Set down every record once more, exactly as given.

Segment Open

PR #528, opened 2021-04-27
DDP-5932:  Fix error with getting default/temp address

alextanlan:
- Fixed errors connected with getting either a default or a temp address for Medical release activity
- Changed console.error hadling (and reporting to Stackdriver) in order to have more meaningful messages about the errors

### DIFF
--- a/ddp-workspace/projects/ddp-sdk/src/lib/components/address/addressEmbedded.component.ts
+++ b/ddp-workspace/projects/ddp-sdk/src/lib/components/address/addressEmbedded.component.ts
@@ -268,7 +268,7 @@ export class AddressEmbeddedComponent implements OnDestroy, OnInit {
             tap(() => this.stateUpdates$.next({isTemporarilyDisabled: true})),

Segment Closed

* _Your solution_
PR #528, opened 2021-04-27
DDP-5932:  Fix error with getting default/temp address

alextanlan:
- Fixed errors connected with getting either a default or a temp address for Medical release activity
- Changed console.error hadling (and reporting to Stackdriver) in order to have more meaningful messages about the errors

### DIFF
--- a/ddp-workspace/projects/ddp-sdk/src/lib/components/address/addressEmbedded.component.ts
+++ b/ddp-workspace/projects/ddp-sdk/src/lib/components/address/addressEmbedded.component.ts
@@ -268,7 +268,7 @@ export class AddressEmbeddedComponent implements OnDestroy, OnInit {
             tap(() => this.stateUpdates$.next({isTemporarilyDisabled: true})),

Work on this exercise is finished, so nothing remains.